Assigned task -> Among the entries, which lines carry the string "easyconfig"? Copy every one.

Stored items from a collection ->
>>>>
PR #1760, opened 2019-06-25
QuantumEspresso: Parsing of additional compilation parameters

Danzelot:
Adds the ability to specify compilation parameters in the easyconfig file which so far had to be changed laboriously in the source files.
These compilation parameters are specified in the QuantumEspresso [user manual in section 2.5](https://www.quantum-espresso.org/Doc/user_guide/node12.html)

To test it you have to specify one or multiple of the parameters in the easyconfig. Is there a way to write a test case?

PS: This is my first trail in modifying a easyblock but I think it might be useful for other users.

### DIFF
--- a/easybuild/easyblocks/q/quantumespresso.py
+++ b/easybuild/easyblocks/q/quantumespresso.py
@@ -54,6 +54,7 @@ class EB_QuantumESPRESSO(ConfigureMake):
             'hybrid': [False, "Enable hybrid build (with OpenMP)", CUSTOM],
             'with_scalapack': [True, "Enable ScaLAPACK support", CUSTOM],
<<<<
Response ->
Adds the ability to specify compilation parameters in the easyconfig file which so far had to be changed laboriously in the source files.
To test it you have to specify one or multiple of the parameters in the easyconfig. Is there a way to write a test case?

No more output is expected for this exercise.